Bila terdapat gangguan pertukaran gas atau pengangkutan oksigen selama kehamilan atau persalinan ,

akan terjadi asfiksia yang lebih berat. Keadaan ini akan mempengaruhi fungsi sel tubuh dan apabila tidak

teratasi maka akan menimbulakan kematian . Kerusakan dan gangguan fungsi ini dapat reversible .

Asfikia yang terjdi dimulai dengan suatu periode apnue ( primary apnue) disertai dengan penuruna

frekuensi jantung . Selanjutnya bayi akan memperlihatkan usaha bernafas (gasping) yang kemudian

diikuti dangan pernafasan teratur . Pada penderita asfiksia berat , usaha bernafas ini tidak tampak dan

bayi selanjutnya berada dalam periode apnu kedua (secondary apnu). Pada tingkat ini disamping

bardikardia ditemukan pula pnurunan tekanan darah .

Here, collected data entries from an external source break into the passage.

PR #2009, opened 2021-12-07
Gradle plugins don't enforce PublicConstructorForAbstractClass

carterkozak:
It could break gradle magic injection

==COMMIT_MSG==
Gradle plugins don't enforce PublicConstructorForAbstractClass which can break gradle injection
==COMMIT_MSG==


fawind (approved):
Nice!

xRuiAlves (approved):

xRuiAlves:
I'm late

PR #2010, opened 2021-12-07
Improvement: Disable errorprone in intellij

ferozco:
## Before this PR
Running test/compilation from intellij with gradle integration was pretty painful since it would cause all errorprone rules to run. This slowed down overall compilation but also made it hard for you to quickly iterate on a test, or hack together a proof of concept

## After this PR
==COMMIT_MSG==
Disable errorprone in intellij
==COMMIT_MSG==

This _will not_ impact CI in any way and should only make the gradle integration's behaviour closer to working with a `*ipr` file

cc @iamdanfox

### DIFF
--- a/gradle-baseline-java/src/main/groovy/com/palantir/baseline/IntellijSupport.java
+++ b/gradle-baseline-java/src/main/groovy/com/palantir/baseline/IntellijSupport.java
@@ -1,0 +1,27 @@
+/*
+ * (c) Copyright 2021 Palantir Technologies Inc. All rights reserved.
+ *
+ * Licensed under the Apache License, Version 2.0 (the "License");
+ * you may not use this file except in compliance with the License.
+ * You may obtain a copy of the License at
+ *
+ *     http://www.apache.org/licenses/LICENSE-2.0
+ *
+ * Unless required by applicable law or agreed to in writing, software
+ * distributed under the License is distributed on an "AS IS" BASIS,
+ * WITHOUT WARRANTIES OR CONDITIONS OF ANY KIND, either express or implied.
+ * See the License for the specific language governing permissions and
+ * limitations under the License.
+ */
+
+package com.palantir.baseline;
+
+public final class IntellijSupport {
+    private static final String INTELLIJ_ACTIVE = "idea.active";
+
+    public static boolean isRunningInIntellij() {
+        return System.getProperties().getProperty(INTELLIJ_ACTIVE) != null;
+    }
+
+    private IntellijSupport() {}
+}
--- a/changelog/@unreleased/pr-2010.v2.yml
+++ b/changelog/@unreleased/pr-2010.v2.yml
@@ -1,0 +1,5 @@
+type: improvement
+improvement:
+  description: Disable errorprone in intellij
+  links:
+  - https://github.com/palantir/gradle-baseline/pull/2010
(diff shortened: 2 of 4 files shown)


iamdanfox:
I _think_ this would probably be net positive, but just trying to consider possible downsides:

 - I think we would no longer get cache hits from compilation inside IntelliJ vs in a terminal/on CI
 - a few people might actually _want_ to see all the ErrorProne rules as squiggly lines in their IDE 🤷  ??

One alternative might be downgrade things from error->warning or even info in IntelliJ?

gradle-baseline-java/src/main/groovy/com/palantir/baseline/IntellijSupport.java
```diff
@@ -0,0 +1,27 @@
...
+ * See the License for the specific language governing permissions and
+ * limitations under the License.
+ */
+
+package com.palantir.baseline;
+
+public final class IntellijSupport {
+    private static final String INTELLIJ_ACTIVE = "idea.active";
+
+    public static boolean isRunningInIntellij() {
```
carterkozak, line 22: Mind consolidating the `idea.active` checks from `BaselineIdea` as well?

carterkozak:
> a few people might actually want to see all the ErrorProne rules as squiggly lines in their IDE shrug ??

Does this actually happen? I didn't think idea picked up error-prone warnings, but most of the projects I work on fail in that case, so I may not have seen it. If so, I'd be down for opting out of `-Werror` when intellij gradle integration is used.

Re caching: It's unfortunate to lose gradle caching, but it's a bit difficult to prototype things with StrictUnusedVariable enabled, so I think the trade-off makes sense.

iamdanfox:
Yeah StrictUnusedVariable is savage. :+1: from me.

ferozco:
I don't believe that intellij shows squiggly for errorprone OOTB

gradle-baseline-java/src/main/groovy/com/palantir/baseline/IntellijSupport.java
ferozco: of course! done

carterkozak (approved):
tyvm!

pkoenig10:
While I understand the motivation for this change, it breaks what is, IMO, one of the biggest benefits of using the native Gradle integration - shared build infrastructure and caching.

When switching between my IDE and the command line, I now need to compile everything twice. In my experience, being able to avoid expensive recompilations is far more valuable that avoiding error-prone warnings when iterating.

pkoenig10:
If we care about disabling error-prone warnings in dev environments, then we should do it consistently - for both Intellij and the command line. The only place we truly care about these checks is in CI, so we can just enable all checks explicitly in CI.

pkoenig10:
I'm also not convinced that disabling error-prone is the correct tradeoff. It can be very confusing if my code doesn't pass CI due to an error I cannot see when I build locally. It now becomes very time-consuming to get passing CI build, especially if I have errors in multiple projects that depend on each other transitively because I will only see one error at a time. Avoiding this requires knowing that compiling on the command line will show these errors.

I would much rather know that my code won't pass CI _before_ I push (since I'm almost certainly compiling locally anyways) instead of pushing thinking it's good, and then finding out 5-10 minutes later than it was not good.

pkoenig10:
At the very least, I'd appreciate if we gave devs an option to avoid this "feature". AFAICT there's no way for me to prevent IntelliJ from setting the `idea.active` property in my builds, so I'm stuck with this behavior.

PR #2015, opened 2021-12-09
configure codeStyles for intellij import

carterkozak:
Based in part upon #1231 (Thanks @dansanduleac!)

## Before this PR
Import `.ipr`, then migrate to gradle integration

## After this PR
==COMMIT_MSG==
It's no longer necessary to import an ipr before using gradle integration, code styles are imported correctly out of the box.
==COMMIT_MSG==

## Possible downsides?
Maybe I messed up?

### DIFF
--- a/gradle-baseline-java/src/main/groovy/com/palantir/baseline/plugins/BaselineIdea.groovy
+++ b/gradle-baseline-java/src/main/groovy/com/palantir/baseline/plugins/BaselineIdea.groovy
@@ -183,10 +183,13 @@ class BaselineIdea extends AbstractBaselinePlugin {
                     def codeScheme = GroovyXmlUtils.matchOrCreateChild(it, "code_scheme", [name: 'Project'])
                     codeScheme.attributes().putIfAbsent("version", 173)
                     def javaCodeStyleSettings = GroovyXmlUtils.matchOrCreateChild(codeScheme, "JavaCodeStyleSettings")
-                    // Just add the default configuration nodes on top of whatever nodes already exist
-                    // We could be better about this, but IDEA will mostly resolve the duplicates here for us
+                    // Avoid re-adding duplicate options to the project. This allows users to override settings based
+                    // on preference.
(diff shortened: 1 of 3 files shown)


gradle-baseline-java/src/main/groovy/com/palantir/baseline/plugins/BaselineIdea.groovy
```diff
@@ -176,10 +181,15 @@ class BaselineIdea extends AbstractBaselinePlugin {
                 project.file(".idea/codeStyles/Project.xml"),
                 {
                     def codeScheme = GroovyXmlUtils.matchOrCreateChild(it, "code_scheme", [name: 'Project'])
-                    // Just add the default configuration nodes on top of whatever nodes already exist
-                    // We could be better about this, but IDEA will mostly resolve the duplicates here for us
-                    ideaStyleSettings.value.option.forEach {
-                        codeScheme.append(it)
```
carterkozak, line 182: Turns out `Project.xml` used to grow indefinitely over time....

gradle-baseline-java/src/main/groovy/com/palantir/baseline/plugins/BaselineIdea.groovy
```diff
@@ -176,10 +181,15 @@ class BaselineIdea extends AbstractBaselinePlugin {
...
+                    codeScheme.attributes().putIfAbsent("version", 173)
```
fawind, line 184: Do we need to keep this version updated going forwards?

fawind (approved):
Let's test it out!

gradle-baseline-java/src/main/groovy/com/palantir/baseline/plugins/BaselineIdea.groovy
carterkozak: I'm not entirely sure, but the property names may not work correctly on other versions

Selain itu terjadi pula gangguan metabolisme dan perubahan keseimbangan asam-basa pada tubuh bayi.

Pada tingkat pertama gangguan pertukaran gas mungkin hanya menimbulakan asidosis respiratorik . Bila

gangguan berlanjut , dalam tubuh bayi akan terjadi proses metabolism anaerobik yang berupa glikolisis

glikogen tubuh , sehingga sumber glikogen tubuh, terutama jantung dan hati akan berkurang . Asam

organik yang terjadi akibat metabolism ini akan menyebabkan timbulnya asidosis metabolik. Pada

tingkat selanjutnya akan terjadi perubahan kardiovaskular yang disebabkan oleh beberapa keadaan

diantranya:

a. Hilangnya sumber glikogen dalam jantung akan mempengaruhi fungsi jantung.

b. Terjadi asidosis metabolik akan mengakibatkan menurunnya sel jaringan , termasuk otot jantung ,

sehingga menimbulkan kelemahan jantung.

c. Pengisian udara alveolus yang kurang adekuat akan menyebabkan tetap tingginya resistensi

pembuluh darah ke paru dan kemudian pula ke sistem sirkulasi tubuh lainnya akan mengalami

gangguan.

Asidosis dan gangguan krdiovaskular yang terjadi dalam tubuh berakibat buruk terhadap sel otak.

Kerusakan sel otak yang terjadi menimbulkan kematian atau gejala sisa pada kehidupan bayi

selanjutnya.

Respons sirkulasi fetal terhadap hipoksemia (penurunan PO2 arteri) akut atau asfiksia (penurunan PO2

dan peningkatan PCO2 arteri) telah dipahami dengan baik pada percobaan pada manusia dan hewan.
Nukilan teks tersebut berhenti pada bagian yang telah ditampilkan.